Before they contracted the disease in 1972, Kiptalam was a truck driver on the Mombasa-Bujumbura route.

“It all started with numbness in my feet. I could not feel anything even if pricked by something sharp. The numbness moved to my hands and my health took a truly worrying turn when painless wounds started appearing on my toes and fingers, prompting my employer to suggest that I take time off to seek treatment.

Multiplication rate

“Back home in Nandi, my wife took off with our two young daughters, scared to see my toes and fingers drop. I had developed painless swellings on my face that made me look bad. People avoided me. I was alone and miserable when I went to see a doctor in Eldoret. He told me I could seek treatment only in Alupe and instead of charging me for his services, gave me Sh150 to travel there,” he says.

Kiptalam recalls that he was treated and returned home to Nandi but nobody was willing to give him a job as he did not have toes and fingers.

“I led a dog’s life for 10 years until a septic wound forced me back to Alupe after a sharp object pricked my leg. I have been here ever since. Neither my grown up children nor their mother bother about me,” says Kiptalam who today is on post exposure medication.

Mr Juma, a father of six children who took off with their mother as his condition deteriorated worked as a porter at the Kenya Ports Authority before he was referred to Alupe in early 1980s.

“Doctors truncated eight toes from both my legs that had become numb, an operation they said was meant to contain the bacteria from spreading,” he says.

In a pitiable voice, he adds: “I cannot go home any more. Nobody wants to see me there.
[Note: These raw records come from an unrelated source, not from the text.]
PR #2266, opened 2024-04-14
fix: Generate operationids properly

lhausammann:
| Bug fix?      | yes                                                                                                                   |
| New feature?  | no                                                                  |
| Deprecations? | no                                                  |
| Issues        | --- |

*Current behaviour*
 - OperationId is not generated when only using symfony attributes, e.g. #[Route]
 - OperationId is not generated when only using one OA attributes, eg. #[Get] in combination with routes
 - However, some combination results in properly generated OperationIds, e.g. using #[Security] in combination with 
   #[Get] attributes.

*Expected behaviour*
 - In all cases an operationId gets generated from the route information (unless it is explicitly set).

*Implementation*
Test cases have been added for those scenarios. The existing OpenApiPhpDescriber has been updated to always reach the part where the operationId is generated.

### DIFF
--- a/tests/Functional/Controller/OperationIdController.php
+++ b/tests/Functional/Controller/OperationIdController.php
@@ -18,6 +18,14 @@ use OpenApi\Attributes as OA;
 use Symfony\Component\HttpFoundation\JsonResponse;
 use Symfony\Component\Routing\Annotation\Route;
 
+/*
+ * Not all operationIds were generqted properly. This test case covers the following scenarios:
+ * - routes with unnamed symfony route annotations (fall back to SF naming strategy)
+ * - routes combined with OA\Get annotations
+ * - routes with OA\Get annotations and additional ApiDoc root annotations
+ * - routes with operationId explicitly set
+
+ */
 class OperationIdController
 {
     // a route with only a symfony route annotation (generates GET Operation using available metadata as operationId)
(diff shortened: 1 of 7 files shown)


tests/Functional/Controller/OperationIdController.php
```diff
@@ -0,0 +1,69 @@
...
+
+namespace Nelmio\ApiDocBundle\Tests\Functional\Controller;
+
+use Nelmio\ApiDocBundle\Annotation\Security;
+use OpenApi\Attributes as OA;
+use Symfony\Component\HttpFoundation\JsonResponse;
+use Symfony\Component\Routing\Annotation\Route;
+
+/*
+ * Not all operationIds were generqted properly. This test case covers the following scenarios:
```
rothfahl, line 22:
```suggestion
 * Not all operationIds were generated properly. This test case covers the following scenarios:
```

tests/Functional/Controller/OperationIdController.php
```diff
@@ -0,0 +1,69 @@
...
+
+    // a route with an OA\GET annotation (extends GET operation with operationId)
+    #[Route(path: '/generate/operation_id_get', name: 'get_annotation', methods: 'GET')]
+    #[OA\Get(summary: 'OperationId must be generated automatically if not provided')]
+    public function getMustGenerateOperationIByGetAnnotation(): JsonResponse
+    {
+        return new JsonResponse();
+    }
+
+    // custom operationId is uesed when set explicitly
```
rothfahl, line 62:
```suggestion
    // custom operationId is used when set explicitly
```

DjordyKoert (approved):

DjordyKoert:
Thank you @lhausammann! 😄

PR #2251, opened 2024-04-01
feat: Add ability to configure UI through configuration

HypeMC:
| Q             | A                                                                                                                         |
|---------------|---------------------------------------------------------------------------------------------------------------------------|
| Bug fix?      | no
| New feature?  | yes
| Deprecations? | no
| Issues        | -

Adds the ability to configure the UI through configuration:

```yaml
nelmio_api_doc:
  html_config:
    assets_mode: bundle
    redocly_config:
      expandResponses: '200,201'
      hideDownloadButton: true
    swagger_ui_config:
      deepLinking: true
```

PR #2280, opened 2024-04-24
Respect assets mode config in controller

HypeMC:
| Bug fix?      | yes
| New feature?  | no
| Deprecations? | no
| Issues        | -

Currently the `SwaggerUiController` doesn't respect the `assets_mode` configuration added in #2251.

```yaml
nelmio_api_doc:
  html_config:
    assets_mode: cdn
```

As far as I can tell, there's no reason for the default any more as it can be set through the configuration and overridden in the `DumpCommand` command using the `html-config` option.

### DIFF
--- a/src/Controller/SwaggerUiController.php
+++ b/src/Controller/SwaggerUiController.php
@@ -12,7 +12,6 @@
 namespace Nelmio\ApiDocBundle\Controller;
 
 use Nelmio\ApiDocBundle\Exception\RenderInvalidArgumentException;
-use Nelmio\ApiDocBundle\Render\Html\AssetsMode;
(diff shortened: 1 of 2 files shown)


deluxetom (approved):

DjordyKoert:
Thank you @HypeMC :)

DominicLuidold:
First of all: @HypeMC thanks!

Just as a quick side note: this has (unintentionally?) changed the default asset mode to CDN which was a bit unexpected as the release notes didn't mention that change (we noticed as our API docs weren't working in review environments where the CDN calls got blocked by CSP).

/cc @DjordyKoert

My land has been sold by my relatives.

“As for my children, some are working but they have abandoned me, yet it was never my wish to get sick.”

Mr Amakoye says the bacterium that causes leprosy (mycho bacterium leprae) is a cousin to the one that causes tuberculosis -- TB (mycho bacterium tuberculae) albeit with a slower multiplication rate of between 14 to 20 days.

He describes as unfortunate the waning interest in leprosy as attention shifts to TB.

“TB services were benefiting from leprosy services, but things changed with HIV in the late 1980s of which TB became a killer opportunistic infection, relegating leprosy to the back-burner despite the latter’s devastating nature,” he laments.

Amakoye says the reemergence of multi bacillary leprosy cases in children aged between 10 to 15 is worrying at a time TB has stolen the bulk of medical attention.

He notes that Busia County leads with 13 cases out of the known 95 cases nationally.